(Your objective): Every entry, from the first to the last, should be written out exactly.

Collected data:
________________________
PR #272, opened 2020-05-24
Add feedback for tempo related actions. fixes: #268

### LINKED ISSUE #268: Requesting action feedback for 3 actions related to adjusting project bPM on the fly
In an upcoming key map release with significant improvements, we'd like to map the following three actions which have been suggested by members of the Reaper Access WhatsApp channel. It would be super useful if they could provide action feedback, and would also negate the need for #265.

Action: Tempo: Decrease current project tempo 01 BPM
ID: 41130

Action: Tempo: Increase current project tempo 01 BPM
ID: 41129

Action: SWS/BR: Options - Toggle "Playback position follows project timebase when changing tempo"
ID: _BR_OPTIONS_PLAYBACK_TEMPO_CHANGE

FYI they're probably gonna be assigned to Alt+-, Alt+= and Alt+Backspace respectively.

Thanks in advance.

RDMurray:
- Tempo: Decrease current project tempo 01 BPM
- Tempo: Increase current project tempo 01 BPM
- SWS/BR: Options - Toggle "Playback position follows project timebase when changing tempo"

Fixes #268.

### DIFF
--- a/src/reaper_osara.cpp
+++ b/src/reaper_osara.cpp
@@ -1043,6 +1043,20 @@ void postTakeChannelMode(int command) {
 	outputMessage(s);
 }
 
+void postChangeTempo(int command) {
+	double tempo = Master_GetTempo();
+	ostringstream s;
+	s << tempo << " BPM";
+	outputMessage(s);
+}
+
+void postTogglePlaybackPositionFollowsTimebase(int command) {
+	ostringstream s;
+	s << ( GetToggleCommandState(command) ? "Enabled" : "Disabled" );
+	s << " playback position follows project timebase when changing tempo" ;
+	outputMessage(s);
+}
+
 typedef void (*PostCommandExecute)(int);
 typedef struct PostCommand {
 	int cmd;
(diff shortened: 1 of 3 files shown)


src/reaper_osara.cpp
```diff
@@ -1010,6 +1010,20 @@ void postToggleCountIn(int command) {
...
+void postChangeTempo(int command) {
+	double tempo = Master_GetTempo();
+	ostringstream s;
+	s << tempo << " BPM";
+	outputMessage(s);
+}
+
+void postTogglePlaybackPositionFollowsTimebase(int command) {
+	ostringstream s;
+	s << "Playback position follows project timebase when changing tempo: " ;
```
jcsteh, line 1022: I worry about efficiency here: this is a very long message to hear before hearing the new state. It's true that OSARA normally says the name before the state; e.g. "repeat on", "metronome on". However, this one really is very long. If this is a command that might be used often, that could be a big efficiency killer.

One way of getting around this could be to say "enabled playback position follows project timebase when changing tempo" (or "disabled" if turning it off). That's a bit inconsistent with some other messages, but there's some prior art; e.g. we say "unmuted" instead of "mute off".

RDMurray: I agree, it's done.

PR #279, opened 2020-07-02
Change action id for "Item: Paste items/tracks" to match change in Re…

RDMurray:
The action id for "Item: Paste items/tracks" in Reaper has changed, causing Osara to report nothing when pasting.


ScottChesworth:
My hunch is that most folk are up to some flavour of 6 now, but I obviously don't know everyone's setup in detail, so I've polled RWP and WhatsApp asking to hear from anyone who's still using 5.9x. Gimme a couple of days and I'll report back.

jcsteh:
Just to be clear, if the only possible fix here was to drop 5.x support,
I'd just do it. However, there is another possible fix which doesn't
detriment 6.x users, hence the question.

RDMurray:
It's only one line, and Reaper does still have the old action, so I think it would be ok to keep support for the old action.

jcsteh:
Oh. I wonder why REAPEr added a new action then?

If that's the case, let's just go with adding back the old action as well.

RDMurray:
It behaves differently when there are hidden tracks. I don’t know the exact details. The new one is the default paste action in recent versions.

PR #1492, opened 2021-11-25
fix: check if buf is loaded before edit_buffer

ddcien:


Conni2461:
why ? Current version works already fine for unloaded buffers. If the buffer is unloaded, it will be loaded and opened. Just checked.

So what are you trying to fix?

ddcien:
When using `Telescope quickfix ` or `Telescope loclist`, the unloaded buf will not be listed.  This will fix that.

Conni2461:
Hmm i cant reproduce. Also i dont see how this patch would fix it. Can you give me some real reproduce steps?

ddcien:
## Prepare

```sh
touch a.c b.c
nvim a.c
```
## 
```vim
:call setqflist([{"filename": "b.c"}])
:Telescope quickfix
```
Select `b.c`, then use `:ls!` command to show all buffers. The current buffer `b.c` is found NOT listed!

Conni2461:
Okay thanks for the reproduce. I still dont like the solution because i am not sure what it will break.

I think a more sane solution could be something like this. What do you think
```diff
diff --git a/lua/telescope/actions/set.lua b/lua/telescope/actions/set.lua
index b7170db..81f9bc5 100644
--- a/lua/telescope/actions/set.lua
+++ b/lua/telescope/actions/set.lua
@@ -125,6 +125,9 @@ action_set.edit = function(prompt_bufnr, command)
   require("telescope.actions").close(prompt_bufnr)
 
   if entry_bufnr then
+    if not vim.api.nvim_buf_get_option(entry_bufnr, "buflisted") then
+      vim.api.nvim_buf_set_option(entry_bufnr, "buflisted", true)
+    end
     edit_buffer(command, entry_bufnr)
   else
     -- check if we didn't pick a different buffer
```

ddcien:
> Okay thanks for the reproduce. I still dont like the solution because i am not sure what it will break.
> 
> I think a more sane solution could be something like this. What do you think
> 
> ```diff
> diff --git a/lua/telescope/actions/set.lua b/lua/telescope/actions/set.lua
> index b7170db..81f9bc5 100644
> --- a/lua/telescope/actions/set.lua
> +++ b/lua/telescope/actions/set.lua
> @@ -125,6 +125,9 @@ action_set.edit = function(prompt_bufnr, command)
>    require("telescope.actions").close(prompt_bufnr)
>  
>    if entry_bufnr then
> +    if not vim.api.nvim_buf_get_option(entry_bufnr, "buflisted") then
> +      vim.api.nvim_buf_set_option(entry_bufnr, "buflisted", true)
> +    end
>      edit_buffer(command, entry_bufnr)
>    else
>      -- check if we didn't pick a different buffer
> ```

Yes, your solution is even better. And I think of that every entry should have its own optional selection method, for example, `cc {index} ` for qflist, `ll {index}`  for loclist. Please think about that.

Conni2461:
feel free to apply these changes to this PR, then i can merge it. You deserve to get credit, you found the issue :)

We already have a way to substitute, the default selection with `action_set.select:replace`, we could define this for quickfix and loclist. I just dont know if its worth the effort.

Conni2461 (approved):
Thanks :)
________________________
(Result of this task):
PR #272, opened 2020-05-24
Add feedback for tempo related actions. fixes: #268

### LINKED ISSUE #268: Requesting action feedback for 3 actions related to adjusting project bPM on the fly
In an upcoming key map release with significant improvements, we'd like to map the following three actions which have been suggested by members of the Reaper Access WhatsApp channel. It would be super useful if they could provide action feedback, and would also negate the need for #265.

Action: Tempo: Decrease current project tempo 01 BPM
ID: 41130

Action: Tempo: Increase current project tempo 01 BPM
ID: 41129

Action: SWS/BR: Options - Toggle "Playback position follows project timebase when changing tempo"
ID: _BR_OPTIONS_PLAYBACK_TEMPO_CHANGE

FYI they're probably gonna be assigned to Alt+-, Alt+= and Alt+Backspace respectively.

Thanks in advance.

RDMurray:
- Tempo: Decrease current project tempo 01 BPM
- Tempo: Increase current project tempo 01 BPM
- SWS/BR: Options - Toggle "Playback position follows project timebase when changing tempo"

Fixes #268.

### DIFF
--- a/src/reaper_osara.cpp
+++ b/src/reaper_osara.cpp
@@ -1043,6 +1043,20 @@ void postTakeChannelMode(int command) {
 	outputMessage(s);
 }
 
+void postChangeTempo(int command) {
+	double tempo = Master_GetTempo();
+	ostringstream s;
+	s << tempo << " BPM";
+	outputMessage(s);
+}
+
+void postTogglePlaybackPositionFollowsTimebase(int command) {
+	ostringstream s;
+	s << ( GetToggleCommandState(command) ? "Enabled" : "Disabled" );
+	s << " playback position follows project timebase when changing tempo" ;
+	outputMessage(s);
+}
+
 typedef void (*PostCommandExecute)(int);
 typedef struct PostCommand {
 	int cmd;
(diff shortened: 1 of 3 files shown)


src/reaper_osara.cpp
```diff
@@ -1010,6 +1010,20 @@ void postToggleCountIn(int command) {
...
+void postChangeTempo(int command) {
+	double tempo = Master_GetTempo();
+	ostringstream s;
+	s << tempo << " BPM";
+	outputMessage(s);
+}
+
+void postTogglePlaybackPositionFollowsTimebase(int command) {
+	ostringstream s;
+	s << "Playback position follows project timebase when changing tempo: " ;
```
jcsteh, line 1022: I worry about efficiency here: this is a very long message to hear before hearing the new state. It's true that OSARA normally says the name before the state; e.g. "repeat on", "metronome on". However, this one really is very long. If this is a command that might be used often, that could be a big efficiency killer.

One way of getting around this could be to say "enabled playback position follows project timebase when changing tempo" (or "disabled" if turning it off). That's a bit inconsistent with some other messages, but there's some prior art; e.g. we say "unmuted" instead of "mute off".

RDMurray: I agree, it's done.

PR #279, opened 2020-07-02
Change action id for "Item: Paste items/tracks" to match change in Re…

RDMurray:
The action id for "Item: Paste items/tracks" in Reaper has changed, causing Osara to report nothing when pasting.


ScottChesworth:
My hunch is that most folk are up to some flavour of 6 now, but I obviously don't know everyone's setup in detail, so I've polled RWP and WhatsApp asking to hear from anyone who's still using 5.9x. Gimme a couple of days and I'll report back.

jcsteh:
Just to be clear, if the only possible fix here was to drop 5.x support,
I'd just do it. However, there is another possible fix which doesn't
detriment 6.x users, hence the question.

RDMurray:
It's only one line, and Reaper does still have the old action, so I think it would be ok to keep support for the old action.

jcsteh:
Oh. I wonder why REAPEr added a new action then?

If that's the case, let's just go with adding back the old action as well.

RDMurray:
It behaves differently when there are hidden tracks. I don’t know the exact details. The new one is the default paste action in recent versions.

PR #1492, opened 2021-11-25
fix: check if buf is loaded before edit_buffer

ddcien:


Conni2461:
why ? Current version works already fine for unloaded buffers. If the buffer is unloaded, it will be loaded and opened. Just checked.

So what are you trying to fix?

ddcien:
When using `Telescope quickfix ` or `Telescope loclist`, the unloaded buf will not be listed.  This will fix that.

Conni2461:
Hmm i cant reproduce. Also i dont see how this patch would fix it. Can you give me some real reproduce steps?

ddcien:
## Prepare

```sh
touch a.c b.c
nvim a.c
```
## 
```vim
:call setqflist([{"filename": "b.c"}])
:Telescope quickfix
```
Select `b.c`, then use `:ls!` command to show all buffers. The current buffer `b.c` is found NOT listed!

Conni2461:
Okay thanks for the reproduce. I still dont like the solution because i am not sure what it will break.

I think a more sane solution could be something like this. What do you think
```diff
diff --git a/lua/telescope/actions/set.lua b/lua/telescope/actions/set.lua
index b7170db..81f9bc5 100644
--- a/lua/telescope/actions/set.lua
+++ b/lua/telescope/actions/set.lua
@@ -125,6 +125,9 @@ action_set.edit = function(prompt_bufnr, command)
   require("telescope.actions").close(prompt_bufnr)
 
   if entry_bufnr then
+    if not vim.api.nvim_buf_get_option(entry_bufnr, "buflisted") then
+      vim.api.nvim_buf_set_option(entry_bufnr, "buflisted", true)
+    end
     edit_buffer(command, entry_bufnr)
   else
     -- check if we didn't pick a different buffer
```

ddcien:
> Okay thanks for the reproduce. I still dont like the solution because i am not sure what it will break.
> 
> I think a more sane solution could be something like this. What do you think
> 
> ```diff
> diff --git a/lua/telescope/actions/set.lua b/lua/telescope/actions/set.lua
> index b7170db..81f9bc5 100644
> --- a/lua/telescope/actions/set.lua
> +++ b/lua/telescope/actions/set.lua
> @@ -125,6 +125,9 @@ action_set.edit = function(prompt_bufnr, command)
>    require("telescope.actions").close(prompt_bufnr)
>  
>    if entry_bufnr then
> +    if not vim.api.nvim_buf_get_option(entry_bufnr, "buflisted") then
> +      vim.api.nvim_buf_set_option(entry_bufnr, "buflisted", true)
> +    end
>      edit_buffer(command, entry_bufnr)
>    else
>      -- check if we didn't pick a different buffer
> ```

Yes, your solution is even better. And I think of that every entry should have its own optional selection method, for example, `cc {index} ` for qflist, `ll {index}`  for loclist. Please think about that.

Conni2461:
feel free to apply these changes to this PR, then i can merge it. You deserve to get credit, you found the issue :)

We already have a way to substitute, the default selection with `action_set.select:replace`, we could define this for quickfix and loclist. I just dont know if its worth the effort.

Conni2461 (approved):
Thanks :)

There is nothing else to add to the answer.